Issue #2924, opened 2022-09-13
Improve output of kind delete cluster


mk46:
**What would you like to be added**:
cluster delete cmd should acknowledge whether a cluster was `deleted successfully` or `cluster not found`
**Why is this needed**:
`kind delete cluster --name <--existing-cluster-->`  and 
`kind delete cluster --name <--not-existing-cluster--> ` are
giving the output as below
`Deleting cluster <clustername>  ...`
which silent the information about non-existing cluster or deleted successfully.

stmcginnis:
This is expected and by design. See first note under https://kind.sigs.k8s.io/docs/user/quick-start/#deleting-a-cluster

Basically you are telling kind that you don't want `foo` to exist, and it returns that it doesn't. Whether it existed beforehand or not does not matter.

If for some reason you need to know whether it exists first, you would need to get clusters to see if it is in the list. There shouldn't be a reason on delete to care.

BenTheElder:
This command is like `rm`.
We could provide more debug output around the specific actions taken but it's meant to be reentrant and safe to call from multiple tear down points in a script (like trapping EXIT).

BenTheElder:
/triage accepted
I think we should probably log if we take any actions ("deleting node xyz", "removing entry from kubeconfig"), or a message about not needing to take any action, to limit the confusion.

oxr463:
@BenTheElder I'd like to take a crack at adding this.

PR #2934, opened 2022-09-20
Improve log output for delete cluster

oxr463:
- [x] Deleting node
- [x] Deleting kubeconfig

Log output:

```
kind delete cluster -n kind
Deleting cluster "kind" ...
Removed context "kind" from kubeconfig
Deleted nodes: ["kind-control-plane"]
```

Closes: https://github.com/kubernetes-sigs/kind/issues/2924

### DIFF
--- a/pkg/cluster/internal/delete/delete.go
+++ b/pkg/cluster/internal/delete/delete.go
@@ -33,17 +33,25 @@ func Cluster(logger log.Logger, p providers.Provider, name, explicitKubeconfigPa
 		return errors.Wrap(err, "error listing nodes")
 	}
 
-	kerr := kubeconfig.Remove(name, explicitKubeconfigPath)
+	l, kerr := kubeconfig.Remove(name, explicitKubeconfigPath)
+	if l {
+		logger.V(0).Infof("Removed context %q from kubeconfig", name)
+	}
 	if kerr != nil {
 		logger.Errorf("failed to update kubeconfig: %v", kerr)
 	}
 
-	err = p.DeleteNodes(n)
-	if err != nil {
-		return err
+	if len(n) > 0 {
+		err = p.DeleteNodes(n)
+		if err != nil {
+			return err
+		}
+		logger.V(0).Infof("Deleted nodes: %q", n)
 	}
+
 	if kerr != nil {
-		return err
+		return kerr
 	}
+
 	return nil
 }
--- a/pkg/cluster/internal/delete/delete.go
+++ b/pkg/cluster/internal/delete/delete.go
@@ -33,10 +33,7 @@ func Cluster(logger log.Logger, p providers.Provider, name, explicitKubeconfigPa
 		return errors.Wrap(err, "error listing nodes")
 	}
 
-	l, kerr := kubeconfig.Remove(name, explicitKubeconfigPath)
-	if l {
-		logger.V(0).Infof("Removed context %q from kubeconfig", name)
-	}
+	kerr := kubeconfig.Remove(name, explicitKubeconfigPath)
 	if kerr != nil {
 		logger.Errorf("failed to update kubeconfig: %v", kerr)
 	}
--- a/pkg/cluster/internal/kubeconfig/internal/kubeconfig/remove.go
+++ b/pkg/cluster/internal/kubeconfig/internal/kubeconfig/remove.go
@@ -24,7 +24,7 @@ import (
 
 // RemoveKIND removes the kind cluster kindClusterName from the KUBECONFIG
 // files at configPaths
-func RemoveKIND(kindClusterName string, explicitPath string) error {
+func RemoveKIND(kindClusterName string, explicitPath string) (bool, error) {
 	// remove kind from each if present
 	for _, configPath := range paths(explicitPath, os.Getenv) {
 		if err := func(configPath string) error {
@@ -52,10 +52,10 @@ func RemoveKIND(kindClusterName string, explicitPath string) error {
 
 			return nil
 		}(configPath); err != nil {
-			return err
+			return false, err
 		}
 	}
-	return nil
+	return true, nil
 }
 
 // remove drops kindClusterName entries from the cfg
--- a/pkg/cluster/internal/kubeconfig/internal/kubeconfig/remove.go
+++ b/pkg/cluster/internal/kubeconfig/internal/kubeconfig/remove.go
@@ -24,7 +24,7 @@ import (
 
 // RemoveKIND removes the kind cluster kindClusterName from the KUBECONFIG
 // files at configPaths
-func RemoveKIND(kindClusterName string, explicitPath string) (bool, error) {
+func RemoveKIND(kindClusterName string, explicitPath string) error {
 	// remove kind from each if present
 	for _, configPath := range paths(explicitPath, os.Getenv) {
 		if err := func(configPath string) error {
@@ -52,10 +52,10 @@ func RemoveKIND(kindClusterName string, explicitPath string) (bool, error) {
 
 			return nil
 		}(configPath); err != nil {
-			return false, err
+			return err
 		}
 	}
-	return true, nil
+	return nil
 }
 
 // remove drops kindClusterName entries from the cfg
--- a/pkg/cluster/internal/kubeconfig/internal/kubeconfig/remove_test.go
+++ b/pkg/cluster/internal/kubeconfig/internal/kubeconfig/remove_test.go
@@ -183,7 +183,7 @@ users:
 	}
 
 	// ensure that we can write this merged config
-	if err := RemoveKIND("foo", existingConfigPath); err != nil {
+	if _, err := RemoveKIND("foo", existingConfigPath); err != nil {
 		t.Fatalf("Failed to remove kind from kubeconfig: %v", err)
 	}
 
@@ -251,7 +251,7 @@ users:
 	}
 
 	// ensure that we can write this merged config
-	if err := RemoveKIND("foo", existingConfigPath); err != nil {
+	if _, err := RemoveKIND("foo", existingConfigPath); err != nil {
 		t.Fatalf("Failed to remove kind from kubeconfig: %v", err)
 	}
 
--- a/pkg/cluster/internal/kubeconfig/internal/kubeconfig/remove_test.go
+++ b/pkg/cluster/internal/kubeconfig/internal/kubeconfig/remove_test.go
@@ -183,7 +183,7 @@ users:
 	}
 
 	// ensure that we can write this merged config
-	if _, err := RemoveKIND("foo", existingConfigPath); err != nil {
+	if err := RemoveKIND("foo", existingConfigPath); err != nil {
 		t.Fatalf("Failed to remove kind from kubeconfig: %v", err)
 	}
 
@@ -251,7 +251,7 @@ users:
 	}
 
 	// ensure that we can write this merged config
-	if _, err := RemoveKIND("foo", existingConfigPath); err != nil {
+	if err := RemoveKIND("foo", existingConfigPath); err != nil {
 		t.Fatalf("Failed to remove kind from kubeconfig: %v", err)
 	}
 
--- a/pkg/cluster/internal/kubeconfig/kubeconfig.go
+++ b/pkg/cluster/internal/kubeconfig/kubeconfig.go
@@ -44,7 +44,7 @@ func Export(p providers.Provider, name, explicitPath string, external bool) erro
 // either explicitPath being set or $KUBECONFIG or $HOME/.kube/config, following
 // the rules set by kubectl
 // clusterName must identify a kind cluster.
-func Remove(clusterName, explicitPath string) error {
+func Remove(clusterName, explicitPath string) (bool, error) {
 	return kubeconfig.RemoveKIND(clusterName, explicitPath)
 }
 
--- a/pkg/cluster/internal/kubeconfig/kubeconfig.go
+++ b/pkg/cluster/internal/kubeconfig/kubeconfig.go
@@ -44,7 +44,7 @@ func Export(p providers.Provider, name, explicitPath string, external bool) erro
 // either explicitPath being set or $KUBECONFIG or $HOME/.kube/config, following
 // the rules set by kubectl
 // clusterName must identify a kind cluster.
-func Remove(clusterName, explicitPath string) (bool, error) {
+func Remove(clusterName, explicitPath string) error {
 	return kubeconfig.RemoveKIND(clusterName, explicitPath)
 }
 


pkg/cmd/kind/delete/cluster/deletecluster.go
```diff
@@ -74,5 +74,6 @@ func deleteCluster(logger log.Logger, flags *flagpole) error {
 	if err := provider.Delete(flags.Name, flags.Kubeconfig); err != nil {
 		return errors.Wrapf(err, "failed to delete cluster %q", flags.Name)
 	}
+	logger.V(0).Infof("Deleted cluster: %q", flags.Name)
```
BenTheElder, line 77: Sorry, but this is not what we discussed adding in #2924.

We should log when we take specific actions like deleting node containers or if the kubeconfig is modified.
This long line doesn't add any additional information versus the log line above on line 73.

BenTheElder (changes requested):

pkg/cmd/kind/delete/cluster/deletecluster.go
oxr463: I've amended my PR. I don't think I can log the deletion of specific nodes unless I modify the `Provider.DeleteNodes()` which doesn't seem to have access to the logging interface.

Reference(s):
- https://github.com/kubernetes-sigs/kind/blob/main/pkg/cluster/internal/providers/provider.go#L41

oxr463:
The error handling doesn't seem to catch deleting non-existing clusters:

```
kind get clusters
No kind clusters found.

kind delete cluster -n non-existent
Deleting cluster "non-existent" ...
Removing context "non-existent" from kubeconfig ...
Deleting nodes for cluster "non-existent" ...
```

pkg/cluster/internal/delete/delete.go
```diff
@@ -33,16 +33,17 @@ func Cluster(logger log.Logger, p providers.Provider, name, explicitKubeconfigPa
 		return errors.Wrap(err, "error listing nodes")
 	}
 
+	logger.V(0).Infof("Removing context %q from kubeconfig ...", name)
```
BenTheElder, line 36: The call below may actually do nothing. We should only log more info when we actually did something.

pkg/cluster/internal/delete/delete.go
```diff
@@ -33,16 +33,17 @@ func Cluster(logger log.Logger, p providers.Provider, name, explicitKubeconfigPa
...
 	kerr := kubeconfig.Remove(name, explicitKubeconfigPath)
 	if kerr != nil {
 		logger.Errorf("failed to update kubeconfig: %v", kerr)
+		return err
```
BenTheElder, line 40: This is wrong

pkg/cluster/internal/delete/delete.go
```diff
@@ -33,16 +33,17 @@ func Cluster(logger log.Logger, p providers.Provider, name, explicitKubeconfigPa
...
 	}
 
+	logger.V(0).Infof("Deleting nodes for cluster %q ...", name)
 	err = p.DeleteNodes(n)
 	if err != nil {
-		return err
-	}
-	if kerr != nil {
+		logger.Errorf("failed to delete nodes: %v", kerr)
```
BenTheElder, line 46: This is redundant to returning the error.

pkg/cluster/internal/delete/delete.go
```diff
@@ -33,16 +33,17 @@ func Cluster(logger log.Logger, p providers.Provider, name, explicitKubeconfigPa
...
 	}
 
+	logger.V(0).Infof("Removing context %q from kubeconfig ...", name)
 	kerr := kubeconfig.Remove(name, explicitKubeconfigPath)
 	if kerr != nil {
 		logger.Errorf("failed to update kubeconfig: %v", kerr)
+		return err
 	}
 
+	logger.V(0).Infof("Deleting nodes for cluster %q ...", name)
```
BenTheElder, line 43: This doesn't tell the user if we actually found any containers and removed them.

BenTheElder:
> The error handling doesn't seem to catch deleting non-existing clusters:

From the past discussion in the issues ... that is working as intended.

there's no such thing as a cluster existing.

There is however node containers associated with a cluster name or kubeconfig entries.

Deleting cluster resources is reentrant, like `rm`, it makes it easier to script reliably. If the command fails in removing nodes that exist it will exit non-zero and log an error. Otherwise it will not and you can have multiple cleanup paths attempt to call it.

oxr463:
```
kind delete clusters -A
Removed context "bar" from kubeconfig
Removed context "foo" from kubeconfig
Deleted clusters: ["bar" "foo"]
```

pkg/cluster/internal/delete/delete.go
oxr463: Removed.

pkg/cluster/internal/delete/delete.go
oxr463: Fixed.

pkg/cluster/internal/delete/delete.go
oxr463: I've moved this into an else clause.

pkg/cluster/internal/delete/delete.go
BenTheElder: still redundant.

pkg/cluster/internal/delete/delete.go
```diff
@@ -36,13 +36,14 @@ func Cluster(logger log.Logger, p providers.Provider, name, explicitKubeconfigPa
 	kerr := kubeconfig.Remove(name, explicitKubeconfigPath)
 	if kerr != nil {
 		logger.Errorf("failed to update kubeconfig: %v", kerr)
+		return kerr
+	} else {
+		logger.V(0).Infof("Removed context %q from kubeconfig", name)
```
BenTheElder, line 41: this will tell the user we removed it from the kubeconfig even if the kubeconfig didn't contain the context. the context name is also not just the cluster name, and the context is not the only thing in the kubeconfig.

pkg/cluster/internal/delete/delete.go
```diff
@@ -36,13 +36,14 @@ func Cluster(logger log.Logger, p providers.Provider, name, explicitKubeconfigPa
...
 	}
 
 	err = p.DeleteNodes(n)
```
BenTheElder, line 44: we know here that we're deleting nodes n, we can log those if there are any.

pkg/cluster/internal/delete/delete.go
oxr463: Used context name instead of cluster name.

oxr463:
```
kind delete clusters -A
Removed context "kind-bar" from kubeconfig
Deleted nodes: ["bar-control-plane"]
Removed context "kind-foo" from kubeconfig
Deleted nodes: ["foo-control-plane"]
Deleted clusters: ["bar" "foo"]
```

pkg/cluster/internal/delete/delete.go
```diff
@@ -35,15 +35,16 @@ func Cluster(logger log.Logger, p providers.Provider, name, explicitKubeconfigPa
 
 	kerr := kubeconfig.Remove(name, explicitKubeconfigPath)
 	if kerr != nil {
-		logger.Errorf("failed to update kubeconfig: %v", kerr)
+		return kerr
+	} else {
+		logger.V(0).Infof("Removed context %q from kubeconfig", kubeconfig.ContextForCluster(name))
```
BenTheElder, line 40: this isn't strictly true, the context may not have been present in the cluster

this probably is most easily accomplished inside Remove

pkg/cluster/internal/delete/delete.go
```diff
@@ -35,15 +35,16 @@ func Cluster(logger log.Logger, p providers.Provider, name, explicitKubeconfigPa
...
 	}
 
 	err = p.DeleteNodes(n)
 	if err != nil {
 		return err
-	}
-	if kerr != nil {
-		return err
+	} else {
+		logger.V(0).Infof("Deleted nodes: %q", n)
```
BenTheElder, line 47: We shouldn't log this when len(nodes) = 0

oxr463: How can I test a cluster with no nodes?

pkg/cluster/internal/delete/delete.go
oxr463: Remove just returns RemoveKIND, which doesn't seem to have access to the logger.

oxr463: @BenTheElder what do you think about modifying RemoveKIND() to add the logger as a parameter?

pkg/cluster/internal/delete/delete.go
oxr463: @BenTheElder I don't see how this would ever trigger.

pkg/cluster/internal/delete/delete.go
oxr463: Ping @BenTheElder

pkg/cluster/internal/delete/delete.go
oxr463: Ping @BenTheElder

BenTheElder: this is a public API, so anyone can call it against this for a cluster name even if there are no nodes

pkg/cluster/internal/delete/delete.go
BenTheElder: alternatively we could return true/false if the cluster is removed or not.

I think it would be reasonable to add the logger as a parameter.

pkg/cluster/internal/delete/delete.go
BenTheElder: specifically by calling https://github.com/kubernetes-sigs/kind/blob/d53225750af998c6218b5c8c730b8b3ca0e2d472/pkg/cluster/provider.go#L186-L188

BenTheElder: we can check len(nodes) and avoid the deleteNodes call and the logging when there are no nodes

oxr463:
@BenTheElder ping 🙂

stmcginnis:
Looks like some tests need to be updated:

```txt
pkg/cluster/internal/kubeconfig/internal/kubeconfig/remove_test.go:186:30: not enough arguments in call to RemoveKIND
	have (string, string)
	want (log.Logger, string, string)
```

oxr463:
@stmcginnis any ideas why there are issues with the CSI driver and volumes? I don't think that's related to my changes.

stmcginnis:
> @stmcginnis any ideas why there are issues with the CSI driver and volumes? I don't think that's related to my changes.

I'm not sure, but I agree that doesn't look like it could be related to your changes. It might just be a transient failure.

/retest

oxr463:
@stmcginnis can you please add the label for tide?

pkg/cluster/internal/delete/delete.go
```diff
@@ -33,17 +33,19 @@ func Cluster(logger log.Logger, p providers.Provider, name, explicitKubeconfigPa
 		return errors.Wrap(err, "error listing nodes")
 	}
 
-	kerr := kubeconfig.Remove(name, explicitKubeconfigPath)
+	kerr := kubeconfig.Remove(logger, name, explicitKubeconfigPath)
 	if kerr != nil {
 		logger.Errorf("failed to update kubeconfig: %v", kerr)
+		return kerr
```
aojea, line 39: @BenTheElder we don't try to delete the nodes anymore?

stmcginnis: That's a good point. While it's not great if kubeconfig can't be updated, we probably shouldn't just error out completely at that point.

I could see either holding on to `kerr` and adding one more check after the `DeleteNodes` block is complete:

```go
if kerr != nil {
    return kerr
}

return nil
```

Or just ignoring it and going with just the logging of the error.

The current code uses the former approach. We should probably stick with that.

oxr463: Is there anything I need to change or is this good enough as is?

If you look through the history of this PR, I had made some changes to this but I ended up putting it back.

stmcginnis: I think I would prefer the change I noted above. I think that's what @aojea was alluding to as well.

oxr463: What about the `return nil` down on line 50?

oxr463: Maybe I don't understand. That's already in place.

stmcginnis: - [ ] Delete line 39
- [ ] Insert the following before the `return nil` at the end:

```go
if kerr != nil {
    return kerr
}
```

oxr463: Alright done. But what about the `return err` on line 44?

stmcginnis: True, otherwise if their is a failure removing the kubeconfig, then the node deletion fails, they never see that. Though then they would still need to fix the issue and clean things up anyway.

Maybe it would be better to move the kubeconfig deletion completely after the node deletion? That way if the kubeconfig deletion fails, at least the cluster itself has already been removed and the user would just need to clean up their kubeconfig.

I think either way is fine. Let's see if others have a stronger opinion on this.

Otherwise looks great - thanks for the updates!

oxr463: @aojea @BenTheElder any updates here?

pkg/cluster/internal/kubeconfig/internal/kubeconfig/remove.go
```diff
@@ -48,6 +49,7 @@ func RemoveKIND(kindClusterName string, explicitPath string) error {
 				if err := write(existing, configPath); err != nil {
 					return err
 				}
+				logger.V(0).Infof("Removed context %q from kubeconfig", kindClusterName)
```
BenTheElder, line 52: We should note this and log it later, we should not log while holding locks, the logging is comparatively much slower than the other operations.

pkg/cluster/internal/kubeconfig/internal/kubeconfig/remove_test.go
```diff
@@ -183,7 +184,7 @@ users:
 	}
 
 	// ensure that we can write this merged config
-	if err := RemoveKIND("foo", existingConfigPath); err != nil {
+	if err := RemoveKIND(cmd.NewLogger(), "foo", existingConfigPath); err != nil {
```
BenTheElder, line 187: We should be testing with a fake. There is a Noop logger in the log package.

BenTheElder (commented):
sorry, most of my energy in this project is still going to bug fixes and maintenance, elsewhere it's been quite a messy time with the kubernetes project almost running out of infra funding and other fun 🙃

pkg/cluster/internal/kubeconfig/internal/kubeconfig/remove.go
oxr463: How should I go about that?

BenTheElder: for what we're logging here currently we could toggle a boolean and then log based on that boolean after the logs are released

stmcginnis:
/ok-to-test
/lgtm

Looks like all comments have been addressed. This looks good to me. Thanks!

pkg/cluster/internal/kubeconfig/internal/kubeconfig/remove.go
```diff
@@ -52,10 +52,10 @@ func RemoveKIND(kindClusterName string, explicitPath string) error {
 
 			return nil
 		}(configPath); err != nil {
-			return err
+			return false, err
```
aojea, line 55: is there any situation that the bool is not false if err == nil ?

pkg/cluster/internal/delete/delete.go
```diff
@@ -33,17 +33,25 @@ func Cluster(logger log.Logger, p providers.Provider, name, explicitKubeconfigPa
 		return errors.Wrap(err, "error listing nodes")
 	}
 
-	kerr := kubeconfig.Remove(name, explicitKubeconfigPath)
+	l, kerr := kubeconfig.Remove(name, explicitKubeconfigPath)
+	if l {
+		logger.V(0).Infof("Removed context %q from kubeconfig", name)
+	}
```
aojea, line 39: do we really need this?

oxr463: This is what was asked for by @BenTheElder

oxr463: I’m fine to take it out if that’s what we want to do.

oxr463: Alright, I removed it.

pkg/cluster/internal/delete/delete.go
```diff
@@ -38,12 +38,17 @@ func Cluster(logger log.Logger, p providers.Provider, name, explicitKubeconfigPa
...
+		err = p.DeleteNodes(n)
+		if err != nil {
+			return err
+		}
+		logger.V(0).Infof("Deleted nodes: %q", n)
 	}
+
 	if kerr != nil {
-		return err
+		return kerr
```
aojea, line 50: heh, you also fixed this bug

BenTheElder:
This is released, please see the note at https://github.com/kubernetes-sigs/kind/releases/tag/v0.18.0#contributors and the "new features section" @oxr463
****
Exercise prompt: From the records above, return each line where "check" occurs.

Result of the task:
BenTheElder: we can check len(nodes) and avoid the deleteNodes call and the logging when there are no nodes
I could see either holding on to `kerr` and adding one more check after the `DeleteNodes` block is complete:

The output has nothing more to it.